# Air Suspension Add-ons, Extras, and Mods



## Jake2k (Nov 25, 2010)

I've been doing a lot I reading lately on air since I'll be doing my first install on my car next month and one thing I didn't know about before diving into all this was how many extras can be added to an air setup aside from the necessary parts. Stuff like running a water drain outside the car with a valve for easy draining or hooking up an air hose to fill your tires, I've even seen what looked like a backup tank with a shutoff valve to, I assume, hold a bit of extra air in case of compressor failure. One of the best parts of having air ride, in my opinion, is the added layer of customizability you get so I'd love to see more of these mods and extras that you all have added to your setups.


----------



## Jetta_MK6 (Jan 18, 2012)

Running a water drain outside would do nothing a drain line itself you could do. You can run anything you want off it just remember the more you have and use the more the compressor is gonna be running.


----------



## wunderdub (May 28, 2009)

i'm in for a little bit more info too more related to suspension components...
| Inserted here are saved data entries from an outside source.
PR #4834, opened 2021-01-21
Add Logopedia

PeterShaggyNoble:
Logopedia

**Issue:** n/a
**Alexa rank:** n/a (see below)

### Checklist

### Description
No Alexa rank (or any other metric) to go on here so instead I'd like to propose the addition of a new metric for Fandom & Gamepedia wikis: Fandom's [Wiki Activity Monitor](https://community.fandom.com/wiki/WAM), where Logopedia currently ranks 31st out of 385k+ wikis with a score of 98.9 & rising. It's also previously been ranked 1st overall and is the top wiki in Fandom's "Lifestyle" category. Even before deciding on a cut-off point, I think we can say that makes it popular enough for inclusion.

On the cut-off, we'll need to decide whether to go by current rank or current score. I vote score as I think it gives a more accurate reflection of the wiki's current popularity and also allows us to see whether it's increasing or decreasing so we can monitor additions that might be hovering around our cut-off point. I'd be in favour of setting that cut-off fairly high so we can avoid the possibility, however remote, of being swamped with requests/contributions of wiki logos so my initial suggestion would be a score of 90.


fbernhart:
Just to provide some more information:

There are currently 343 wikis with a score higher than 90.

Would that be manageable? Or are these already too many?

As the rank seems to be correlated to the score, we could as well pick the rank as metric. And just allow the top 300, 250, 200 (or whatever) wikis.

PeterShaggyNoble:
> Would that be manageable? Or are these already too many?

I was originally toying with suggesting 95 but that felt like too harsh a cut-off. ~340 possibilities wouldn't be _all_ that many when you consider:
1. Our (theoretical) limit for icons on Alexa rank alone is 500,000.
2. Many wikis will use the logo of their subject matter.
3. Many other either use a graphic for a logo or don't have one at all.ck the rank as metric. And just allow the top 300, 250, 200 (or whatever) wikis.

PeterShaggyNoble:
Feck! Looks like that activity monitor is now gone 🤔

ericcornelissen:
Any further input on this one? Should we close it out for now given the lack of a popularity metric we can use here + given the fact that there's no demand for the SVG? (Or is there demand, and I'm not aware of it?)

ericcornelissen:
As part of trying to keep the list of open Pull Requests manageable I will close this Pull Request. This does not necessarily mean this won't be added. If you're interested in seeing this icon being added, please leave a comment here 🙂

PeterShaggyNoble:
Sounds reasonable to me, @ericcornelissen - this one was more of a "nice to have" one as I rely on them a lot when researching and updating icons, thought it'd be nice to give them the recognition. We can revisit it should anyone _actually_ request it.

PR #6424, opened 2021-08-28
Upgrade git-message-action from v1 to v1.2.0

ericcornelissen:
Update the publishing workflow, simplify getting the release name and release body using the new features added in [kceb/git-message-action v1.2.0](https://github.com/kceb/git-message-action/releases/tag/v1.2.0)


sachinraja:
Wasn't it already on the latest version? It seems as though this is pinning the version, rather than upgrading it.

do i retain the strut top mount in my mk4?
should i go with adjustable endlinks even if I don't plan on riding too low?


----------



## Jetta_MK6 (Jan 18, 2012)

The mk4 uses these top mounts from airlift.


----------



## wunderdub (May 28, 2009)

sweet, thanks, so those will come with an air lift kit?


----------



## Jetta_MK6 (Jan 18, 2012)

Those are from slam xl for mk4 platform.


----------



## Jake2k (Nov 25, 2010)

Just so I don't have to start another thread I'm going to ask a few questions in here 

What is the process for draining water from a tank and from water traps? I've seen a lot of photos and know what they do but I haven't come across any discussion on how it's all done. 

Whats the best way to hook up some dash mounted gauges to a VU4 manifold? 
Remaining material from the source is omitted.